Explanation of this Python language feature? [x for x in x for x in x] (to flatten a nested list)

Chris Angelico rosuav at gmail.com
Sun Apr 6 13:54:15 EDT 2014


On Mon, Apr 7, 2014 at 3:31 AM, Rustom Mody <rustompmody at gmail.com> wrote:
> However consider that some of the things that people did around 40 years
> ago and do today
>
> - use FORTRAN for numerical/simulation work --  now use scipy/sage etc
> - NLP with Lisp/Prolog -- look at Nltk
> - ??? with Data Analysis in Pandas
> - Scheme (basis for programming pedagogy, semantics research) -> Python
>
> you can add/multiply ad libitum
>
> Yeah you covered this in your (2) as "...just a tool..."
>
> Ask some recent PhD about what is for you "just" an almost irrelevant
> tool and you are very likely to find that that choice may well have
> been the difference between completing the research and giving up.
>
> I think python wins because it (usually) lets people do their thing

Allow me to put it another way. Mathematicians use the language of
algebra to describe their research; they don't, by and large, use a
programming language. They use pencils and paper [1] as tools to get
their work done, and may well have strong opinions on which pencil
brand is the best, but the point of the pencil (pun intended) is to
enable something else. It's supposed to get out of the way and let
them do their thing. Python is highly practical because it gets out of
the way. It's not the way that you develop programming language
theory, though.

I might start out designing a language with the express purpose of
implementing everything as an expression. The whole program consists
of one long expression, with perhaps the semicolon being a sequence
point that evaluates its left side, then evaluates its right side, and
returns the latter (like the C comma operator). I could then go
through a whole lot of lovely mental exploration as to what the
benefits and costs of that system are, all the while writing nothing
more than design documents and example code. At some point, if I'm
happy with it, I'll write a reference implementation, and maybe then
I'll use Python for the job. But that's not using Python to explore a
language concept; that's using Python to rapidly prototype the
executable code that I need in order to show my new language at work.
All the work of developing the language is done in the design stage,
with nothing at all even needing a computer (although I *guarantee*
you that if I were to start something like that, I'd find part way
through that I've made some fundamental mistakes early on - and a
computer is better for editing text than anything on paper). I could
just as easily write my reference implementation using yacc/bison and
C, and it wouldn't be materially different.

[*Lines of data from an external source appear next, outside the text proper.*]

PR #2094, opened 2022-11-07
Dump metrics and traces as files

ghost:
This exports two files from the otel-collector, one for metrics and one for traces.

make up 
make dump-artifacts-local


jgrillo-grapl (approved):
👏

PR #2096, opened 2022-11-09
Analyzers now emit their ExecutionHit back to PWQ and then to a Kafka topic. Test this under E2E. 

wimax-grapl:
Previously, when a plugin would `acknowledge_analyzer`, we'd simply send back a `success: bool`.

Now, we actually send the data generated by the Analyzer: an ExecutionHit.

Then, PWQ will send that generated data on to the next service over Kafka - just like it does with generators and the `generated-graphs` topic.

Finally, this means we can actually test the ExecutionHit in the e2e test! Sure enough, our analyzer for `process_named_svchost.py` results in an ExecutionHit for svchost.exe!!!


src/rust/rust-proto/tests/test_utils/strategies.rs
```diff
@@ -1236,12 +1217,87 @@ pub mod analyzer_sdk {
...
-            string_property_updates().prop_map(Update::StringProperty),
-            uint_64_property_updates().prop_map(Update::Uint64Property),
-            int_64_property_updates().prop_map(Update::Int64Property),
-            edge_updates().prop_map(Update::Edge),
+            Just(native::ExecutionResult::ExecutionMiss(
+                native::ExecutionMiss {}
+            )),
+            // TODO wimax Nov 10 2022: Flesh this out to also include ExecutionHit.
+            // Currently those are only tested in python, not rust.
+            // Just(native::ExecutionResult::ExecutionHit(native::ExecutionHit{})),
```
wimax-grapl, line 1300: unfortunately it'd be a lot of proptest boilerplate that I don't think is the right use of my time given Certain Timing Constraints

src/proto/graplinc/grapl/api/graph/v1beta1/types.proto
```diff
@@ -200,19 +200,3 @@ message Lens {
   // score (absent prior to engagement-creator)
   optional uint64 score = 4;
 }
-
-// Result computed by an analyzer when it makes a detection.
-message ExecutionHit {
```
wimax-grapl, line 205: This is replaced by the similar ExecutionHit in analyzer_sdk. This was ported over before we did GraphQuery. The structure is largely the same.

src/rust/e2e-tests/tests/sysmon_log_e2e_test.rs
```diff
@@ -140,6 +141,23 @@ async fn test_sysmon_log_e2e(ctx: &mut E2eTestContext) -> eyre::Result<()> {
     ))
     .await;
 
+    let execution_hits_scanner_handle = KafkaTopicScanner::new(
+        ConsumerConfig::with_topic("analyzer-executions"),
```
wimax-grapl, line 145: (fwiw, this topic is probably poorly named but matches the one defined in grapl-infrastructure
```
            # This list must match the set of all topics specified in
            # grapl-infrastructure/pulumi/confluent_cloud/index.ts
```
)

src/python/grapl-plugin-sdk/grapl_plugin_sdk/analyzer/service_impl.py
```diff
@@ -69,6 +69,7 @@ class AnalyzerServiceImpl:
 
     def __post_init__(self) -> None:
         self._graph_query = self._analyzer.query().into_graph_query()
+        LOGGER.info("Graph query", graph_query=str(self._graph_query))
```
wimax-grapl, line 72: This happens once at the top of the analyzer and helped me debug some stuff, so, keeping it here

src/rust/rust-proto/src/graplinc/grapl/api/graph_query/v1beta1/messages.rs
```diff
@@ -18,6 +18,21 @@ use crate::{
     SerDeError,
 };
 
+/// Basically cribbed from std::collection::HashMap's implementation.
```
jgrillo-grapl, line 21: why are we using this non-standard hashmap?

jgrillo-grapl (approved):

src/rust/rust-proto/src/graplinc/grapl/api/graph_query/v1beta1/messages.rs
wimax-grapl: Great question. It's what I received in a Colin code-dump and never really questioned it. FWIW it appears to be semi-standard (they use it in rustc)?

PR #2099, opened 2022-11-09
Customize which integ tests build/run with an environment variable

wimax-grapl:
TLDR: This enables
```
RUST_INTEGRATION_TEST_FEATURES_OVERRIDE="e2e-tests/integration_tests,uid-allocator/integration_tests" \
  make test-integration-rust
```

It enables the behavior I initially wanted (and accidentally committed) that led to https://github.com/grapl-security/grapl/pull/2098

---

I tested it locally without specifying it and with specifying it.

### DIFF
--- a/docker-bake.hcl
+++ b/docker-bake.hcl
@@ -92,6 +92,14 @@ variable "DIST_DIR" {
 variable "PROTOC_VERSION" {
 }
 
+# Override this variable to limit the integration tests run by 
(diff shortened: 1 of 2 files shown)


twunderlich-grapl (approved):
Nice improvement.
Long-term, I'd probably want to figure out a way to generate the INTEGRATION_TEST_FEATURE but that can wait

PR #2106, opened 2022-11-17
A number of debug-ability improvements for analyzers, and a few bugfixes here and there

wimax-grapl:
I've been trying to figure out why suspicious_svchost doesn't work. I still don't know why it fails. 

But: I've found a few errors along the way and wanted to get this work in.
1. `    def into_graph_query(self) -> GraphQuery:` was failing because we didn't include the neighbor queries.
2. sometimes we'd get timeouts waiting for analyzer/generators to work, so I bumped their timeouts.
3. some work on propagating trace ids

### DIFF
--- a/src/python/grapl-plugin-sdk/grapl_plugin_sdk/analyzer/service_impl.py
+++ b/src/python/grapl-plugin-sdk/grapl_plugin_sdk/analyzer/service_impl.py
@@ -4,7 +4,7 @@ import dataclasses
 import os
 from dataclasses import dataclass, field
 from datetime import datetime
-from typing import TYPE_CHECKING, Final, Protocol, runtime_checkable, Mapping
+from typing import TYPE_CHECKING, Final, Mapping, Protocol, runtime_checkable
 from uuid import UUID, uuid4
 
 import grpc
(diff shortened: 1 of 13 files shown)


src/python/grapl-plugin-sdk/grapl_plugin_sdk/analyzer/service_impl.py
```diff
@@ -60,6 +61,21 @@ class PropertyUpdate(Protocol):
...
+
+    def __init__(self, grpc_metadata: grpc_aio.Metadata | None) -> None:
+        grpc_metadata = grpc_metadata or {}
+        self.trace_id = grpc_metadata.get("x-trace-id")
+
+    def to_grpc_metadata(self) -> GrpcOutboundMetadata:
+        metadata = [
+            ("x-trace-id", self.trace_id),
+        ]
+        metadata_no_nones = [(k, v) for (k, v) in metadata if v is not None]
```
christophermaier, line 75: Is more going to be added to `metadata` at any point? Otherwise it seems like all this could be simplified to
```python
return (("x-trace-id", self.trace_id)) if self.trace_id else ()
```

src/python/python-proto/python_proto/metadata.py
```diff
@@ -0,0 +1,2 @@
+# N tuples of (str, str)
+GrpcOutboundMetadata = tuple[tuple[str, str | bytes], ...]
```
christophermaier, line 2: Is there a reason this is an unbounded tuple of tuples? That seems like a more awkward data type to interact with than a dict.

wimax-grapl: this is unfortunately what grpc expects at this callsite:
```
    def query_with_uid(
        self,
        node_uid: Uid,
        graph_query: GraphQuery,
        metadata: GrpcOutboundMetadata | None = None,
    ) -> QueryGraphWithUidResponse:
        request = QueryGraphWithUidRequest(
            node_uid=node_uid,
            graph_query=graph_query,
        )
        proto_response = self.proto_client.QueryGraphWithUid(
            request.into_proto(),
            timeout=5,
            metadata=metadata,  # <------- here
```

i'm happy to keep it wrapped as a dict up to that point?

christophermaier: At first glance, that would seem to be the way to go; keep all the GRPC nastiness confined to as small a footprint as possible and make the rest of the code easier to interact with.

src/python/grapl-plugin-sdk/grapl_plugin_sdk/analyzer/service_impl.py
christophermaier: This question probably just disappears if metadata is modeled as a dict to begin with:
```python
metadata = {}
if self.trace_id:
    metadata["x-trace-id"] = self.trace_id
# add more as needed
return metadata
```

colin-grapl (approved):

Using Python at the design stage would be what Steven's talking about
- actually using it to build the theory of programming. I have about
as much experience in the area as he has, so we can't speak to the
lack of examples, but that's the sort of example it would take.

ChrisA

[1] As the old joke goes: The physics department needs a whole lot of
expensive equipment, but the math department needs only pencils,
paper, and wastepaper baskets. And the philosophy department goes even
further: they don't need wastepaper baskets.